Specialised operators are required to ease the complete overcoming of the problem of impaired loans, they need to commit themselves to active management without confining themselves to recovery procedures alone. Some European experiences can be cited as examples.
The search for a definitive solution
In its end-of-May annual report, the governor of the Bank of Italy broke the good news that there had been an improvement in the loan impairment rate. Bad debt has fallen and these days, the real villain is exposure to enterprises in temporary difficulty. The recommendation is that of further enhancing recourse to specialised operators to encourage borrowers’ return to solvency as much as possible.
In the National Reform Plan, annexed to the 2019 Economy and Finance Document, the government also commits itself to produce “a plan which facilitates the disposal of impaired receivables which are not yet in default” (page 7).
The recommended interventions could bring about the cancellation of all impaired receivables recorded in the financial statements on March 2018 by 2026 as indicated in the Addendum to the European Central Bank’s guidelines on non-performing loans.
Without prejudice to the recovery through ordinary procedures—the governor makes a brief reference to the possible effects, in reality still entirely unverified, of the new law on companies in crisis—it is necessary to ask whether it is possible to free banks from impaired loans quickly, without a significant write down of the net value currently recorded in the balance sheets.

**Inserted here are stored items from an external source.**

PR #107, opened 2019-05-08
Make search API results distinct and other minor improvements

JackSekoranja:
It's also now possible to search for things exactly by searching
`?fieldname_exact=term`
e.g. (`id_exact=1` will only show 1, while `id=1` will also show results like 11)

### DIFF
--- a/cassdegrees/api/views.py
+++ b/cassdegrees/api/views.py
@@ -83,7 +83,9 @@ def search(request):
 
     # Generates a query mapping for "title":"containing text" relationships
     include = {x+"__icontains": request.GET.get(x, None) for x in columns if request.GET.get(x, None)}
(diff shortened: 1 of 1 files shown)


Daniel-Jang (approved):
Looks good to me.

cassdegrees/api/views.py
```diff
@@ -83,14 +83,15 @@ def search(request):
 
     # Generates a query mapping for "title":"containing text" relationships
     include = {x+"__icontains": request.GET.get(x, None) for x in columns if request.GET.get(x, None)}
+    include.update({x + "__iexact": request.GET.get(x+"_exact", None) for x in columns if request.GET.get(x+"_exact", None)})
```
JackSekoranja:
```suggestion
    include.update(
        {x + "__iexact": request.GET.get(x+"_exact", None) for x in columns if request.GET.get(x+"_exact", None)}
    )
```

Making suggested change to prevent pep-8 violation

PR #109, opened 2019-05-08
Suggested changes for PR #103.

JackSekoranja:
This will simplify the code and delete courses based on course codes rather than IDs in order to match the recent changes in PR #102

### DIFF
--- a/cassdegrees/ui/views/courses.py
+++ b/cassdegrees/ui/views/courses.py
@@ -37,92 +37,35 @@ def delete_course(request):
     gen_request.GET = {'select': 'id,code,year', 'from': 'course'}
     courses = json.loads(search(gen_request).content.decode())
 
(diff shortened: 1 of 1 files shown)


spencerj411:
Looks good to me. I've just added a few comments here and there. One thing that is probably worth considering is how to format the error message as it could potentially get too messy (eg. several courses which are in several subplans/programs more than once). But, it could be done later on. But yeah, it's much simpler than before when using id. It's unfortunate that it wasn't explicitly mentioned in specifications/we didn't decide earlier on how the course is supposed to be searched :(

spencerj411:
Another thing, does this mean #97 needs to be modified? If I can recall correctly, it also uses id for checking subplans. @KavsHub

spencerj411 (approved):
Review comments above ^

Issue #13, opened 2019-04-03
Put Year-Specific Units (5)


JackSekoranja:
As a CASS Staff member, 
I want to be able to insert a specified number of year-specific (1000, 2000, 3000, etc.) units to a degree template,
So that It properly reflects to students the units required by the program.

**Acceptance Criteria:**
- While editing a program template, the user has the option of adding a number of year-specific courses by inputting a number of units (that is divisible by 6) and then the target year for the courses (1000, 2000, 3000)
- Once this field has been added, the template has changed to indicate the presence of these courses, clearly indicating the number of units and the year of the courses

spencerj411:
closed - see #112

PR #112, opened 2019-05-09
Created Year-Specific Units Rule in Program Template Creation

spencerj411:
Aims to accomplish #13. The rule uses a textbox for the user to type in the course year level in (with a max string length constraint of 4). An error message will pop up if the user has entered a number that is not divisible by 1000 (similar to how the unit count is checked).
**whilst creating a template**
image
**after the template has been made**
image

### DIFF
--- a/cassdegrees/static/js/rules.js
+++ b/cassdegrees/static/js/rules.js
@@ -220,20 +220,6 @@ Vue.component('rule_year_level', {
             "redraw": false
         }
     },
-    created: function() {
-        // Javascript has the best indirection...
-        var rule = this;
-
-        var request = new XMLHttpRequest();
-
-        request.addEventListener("load", function() {
-            rule.courses = JSON.parse(request.response);
-
-            rule.check_options();
-        });
-        request.open("GET", "/api/search/?select=code,name&from=course");
-        request.send();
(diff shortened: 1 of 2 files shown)


spencerj411:
Update: changed the textbox to a dropdown menu (@Daniel-Jang's suggestion)
image

JackSekoranja (changes requested):
This doesn't work for me, as I only see a blank box when I choose to add new rules. However, it does work if I go back one commit, so the last commit (that changed to use a drop down menu) was the one that broke the code. I also think it would be better to call this menu `Level-specific Units`, but I'd be open to suggestions if anyone else had a better name for it

spencerj411:
Apologies, for some reason, not all modified files were pushed. It should work now (shouldn't see a blank widget).

JackSekoranja (changes requested):
It appears and I can enter in all information, but there is a bug when I save where the `year_level` field shows up as 'None', even when I have selected something. 

Also again, would be great if we could replace `Course Year-Level Specific Units` with ``Level-Specific Units

JackSekoranja (approved):
Looks good :). Happy for you to merge

Issue #114, opened 2019-05-09
Change "Edit" Button to "Save"


aidengeorge97:
When editing a course/subplan/program, the button to submit the changed form should say "Save" rather than "Edit".

spencerj411:
closed - see #133.

PR #133, opened 2019-05-09
Changed 'Edit' buttons to 'Save' buttons

spencerj411:
The title is self-explanatory. Acts upon feedback from UAT (see #114)
image
image


KavsHub:
This is good. Since this was requested by the Users and it makes sense to call it save too.
Happy for you to merge this feature update

KavsHub (approved):
Approved

Issue #136, opened 2019-05-10
Delete Initial commit file from the repo


KavsHub:
Can someone please delete the initial_commit.txt in their next Pull Request?
It shouldn't be here anymore.

KavsHub:
Completed by PR #137

PR #137, opened 2019-05-10
Deleted redundant initial commit file 

KavsHub:
This is for issue #136 since we keep forgetting to delete it we may as well delete the file formally.


Daniel-Jang (approved):
Approved

PR #201, opened 2021-03-18
Remove unificontroller-lts plugin

fulder:
Remove the `unificontroller-lts` plugin. Although the package is called `LTS` it seems not as supported/maintained as the `unifi6` package. See issue about this here: https://bugs.freebsd.org/bugzilla/show_bug.cgi?id=254330 (where `unifi6` seems to be the recommended/maintained one). The LTS is currently running an old 5 version of the controller which is not starting up correctly so this plugin is broken right now anyway.

---

4. Add new plugin cirrus task


sonicaj (approved):
So it seems that the port has not been updated but it's still supported upstream by UniFi. Anyways, until the port has been updated, we can have this removed. Thank you for looking into it.

PR #202, opened 2021-03-18
Upgrade 12.1 plugins to 12.2

fulder:
* Bump all plugins with 12.1 versions (which is EoL) to 12.2
* Format all plugin manifests to JSON with 4 space indent


sonicaj (approved):
Thanks!

PR #203, opened 2021-03-20
Swap rslsync icon + rename ui to match old managed plugin

brianannis:
- Update icon to get rid of weird white border
- Rename plugin to match previous naming scheme for old btsync / resilio plugin


fulder (approved):
Looks like the name was already updated on `master` so this is just an icon change from what I can see? LGTM, can add an approval.

kmoore134 (approved):

PR #204, opened 2021-03-22
Add NxFilter plugin

xTITUSMAXIMUSX:
This is my first plugin. Let me know if I need to do anything else.


nxfilter.json
```diff
@@ -0,0 +1,23 @@
...
+  "pkgs": [
+        "curl",
+        "openjdk8-jre"
+        ],
+  "packagesite": "http://pkg.FreeBSD.org/${ABI}/quarterly",
+  "fingerprints": {
+                  "plugin-default": [
+                                  {
+                                  "function": "sha256",
+                                  "fingerprint": "b0170035af3acc5f3f3ae1859d>
```
fulder, line 18:
```suggestion
                                  "fingerprint": "b0170035af3acc5f3f3ae1859dc717101b4e6c1d0a794ad554928ca0cbb2f438"
```

nxfilter.json
```diff
@@ -0,0 +1,23 @@
...
+                          }
+                        ]
+        },
+        "official": "Community"
```
fulder, line 22: Think this should be `"official": false`

nxfilter.json
```diff
@@ -0,0 +1,23 @@
...
+}
```
fulder, line 23: Could you format this JSON with 4 spaces? :) Seems a bit odd right now.

nxfilter.json
```diff
@@ -0,0 +1,23 @@
...
+  "artifact": "https://github.com/xTITUSMAXIMUSX/iocage-plugin-nxfilter.git",
+  "properties": {
+        "allow_raw_sockets":"1",
+        "boot":"on"
+          },
+  "pkgs": [
+        "curl",
+        "openjdk8-jre"
+        ],
+  "packagesite": "http://pkg.FreeBSD.org/${ABI}/quarterly",
```
fulder, line 13: Are you using `quarterly` for some special reason, or isn't `latest` better in most cases?

fulder (changes requested):
Thank you for contributing and good job with a first plugin. I have a few small change requests.

The plugin installation tests are currently failing but seem like it's because of the JSON syntax error (see one of the review comments). I managed to install your plugin manually without any issues so should probably pass and get green after that fix.

nxfilter.json
xTITUSMAXIMUSX: Yes. Latest would be best. I have that updated. Thanks for pointing that out.

nxfilter.json
xTITUSMAXIMUSX: Yeah it was my first attempt. I think I got it formatted with 4 spaces now.

nxfilter.json
xTITUSMAXIMUSX: Ok I updated that section to false

fulder: I can't see this update yet? :worried:

fulder (approved):
Looks good to me now and the tests are green. Adding my approval :)

sonicaj (approved):
Thank you for your contribution!

PR #210, opened 2021-03-29
UrBackup Plugin

Tostis:
UrBackup Plugin based on official [instructions](https://www.urbackup.org/freenasserverinstall.html).

Artifact repo: https://github.com/Tostis/iocage-plugin-urbackup


urbackup.json
```diff
@@ -0,0 +1,24 @@
...
+    "fingerprints": {
+        "plugin-default": [
+            {
+                "function": "sha256",
+                "fingerprint": "b0170035af3acc5f3f3ae1859dc717101b4e6c1d0a794ad554928ca0cbb2f438"
+            }
+        ]
+    },
+    "official": false,
+    "revision": "0"
```
sonicaj, line 23: Can we please use an integer value here ( so `0` without the quotes ) ?

urbackup.json
```diff
@@ -0,0 +1,24 @@
+{
+    "name": "UrBackup",
+    "plugin_schema": "2",
```
sonicaj, line 3: Same here

Tostis:
I've fixed the numbers. I'm sorry for wrong commit date.

INDEX
```diff
@@ -482,6 +482,16 @@
 		"official": false,
 		"primary_pkg": "unifi5"
 	},
+	"urbackup": {
+		"MANIFEST": "urbackup.json",
+		"name": "UrBackup",
+		"icon": "urbackup.png",
```
sonicaj, line 488: Can you please change this to `https://icons.freenas.org/community-icons/urbackup.png` as it's supposed to be a URI

sonicaj (changes requested):

urbackup.json
```diff
@@ -0,0 +1,24 @@
+{
+    "name": "UrBackup",
+    "plugin_schema": 2,
```
fulder, line 3: The `plugin_schema` has been removed from the plugin schema in https://github.com/ix-plugin-hub/iocage-plugin-index/pull/220 so guess we can remove it here now as well (and good to merge the latest `master` into this to see if the manifest looks good according to the latest `iocage` schema.

INDEX
Tostis: I've changed the url. How does it work? Who puts the image on that url?

sonicaj (approved):
Thank you @Tostis for your contribution

PR #215, opened 2021-04-04
Update emby.json with https port in NAT

Baenwort:
adding the https port per: https://support.emby.media/support/solutions/articles/44001159258-advanced-menu to the NAT_Forwards. Changing the name to reflect the difference between this and the other port.

I would like to hear comments about making this the beta channel plug-in to make it usefully different from the other emby plug-in?

### DIFF
--- a/emby.json
+++ b/emby.json
@@ -5,7 +5,7 @@
     "official": false,
     "properties": {
         "nat": 1,
-        "nat_forwards": "tcp(8096:8096)","tcp(8920:8920)"
+        "nat_forwards": "tcp(8096:8096),tcp(8920:8920)"
     },
     "pkgs": [
         "emby-server"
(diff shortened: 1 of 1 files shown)


emby.json
```diff
@@ -1,11 +1,11 @@
 {
-    "name": "Emby",
+    "name": "Emby NAT Server",
     "release": "12.2-RELEASE",
     "artifact": "https://github.com/freenas/iocage-plugin-emby.git",
     "official": false,
     "properties": {
         "nat": 1,
-        "nat_forwards": "tcp(8096:8096)"
+        "nat_forwards": "tcp(8096:8096)","tcp(8920:8920)"
```
fulder, line 8: Looks like a small typo here. Should probably be `"nat_forwards": "tcp(8096:8096),tcp(8920:8920)"` instead.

This goal might be achieved with the intervention of Sga (Società per la Gestione di Attività), originally set up as the bad bank for the Banco di Napoli and now owned by the Ministry of Economy and Finance (in recent months the Ministry seemed to have floated the possibility of using it) or of a new company. Using a voluntary mechanism, the banks may decide to transfer both bad debts and loans classified as unlikely-to-pay, identified jointly with the bad bank.
The price to be paid to the bank could be the same as, or as close as possible to, the net value recorded in the financial statements. The necessary loans could be derived from senior and subordinate bonds. The amount of the senior bonds might be the same as the price which the bank would have received if assigning the Npls to the market. From an investigation by the Bank of Italy it appears that, from sales effected in 2016, the prices obtained amounted to 17% of the gross amount of the bad debt. To facilitate their placement on the market, the senior bonds could be guaranteed by the state (this should be a point of negotiation with the European authorities). The subordinate bonds should be subscribed to by the banks for an amount equal to the difference between the value at which the Npls were assigned to the bad bank and the amount of the secured senior bonds.
A “good” bad bank
Since the possibility of obtaining a refund of the bonds depends on the bad bank’s income, the latter must be given the possibility of conducting an active management of the loans acquired, without limiting itself to simple recovery through ordinary procedures, merely replacing the banks that assigned them. It must be permitted to promote a certain range of services and initiatives. For example, it must be able to deal flexibly with the collateral securing the loans, contribute to the resolution of the economic difficulties giving rise to the arrears, provide support for the management of the debtor enterprise and so on.
In the wider European picture, there are examples of special purpose companies set up for the active management of loans in arrears deserving attention. The most recent of these are the Spanish Sareb and the Irish Nama. Although each has specific characteristics, the two bad banks manage the valorisation of their assets by the adoption of strategies which have much in common with each other. In both cases, recourse to court proceedings for debt recovery applying in their respective countries is accompanied by initiatives of negotiation with debtors leading the bad bank to support, or even undertake, business initiatives and even to carry out functions typical of banks. Referring back to the individual pages (here for Sareb and here for Nama) for more details on the two companies, it is sufficient to recall here that Nama, in the management of its assets, is able to pursue initiatives which are identical to those of a real estate operator conducting its business on the market, which can even provide new loans for a debtor in arrears if required to complete a business development. Sareb also has the power to behave like a market operator, undertaking a wide range of initiatives and interventions. This allows it to promote the construction of new buildings and the urbanisation of agricultural land in the real estate sector. If necessary for the valorisation of its assets, it can even set up a sub-bad bank to which a part can be transferred.
In effect, one could say that, in order to achieve the goal of a progressive recovery of impaired loans, a bad bank does not have to be so “bad” after all.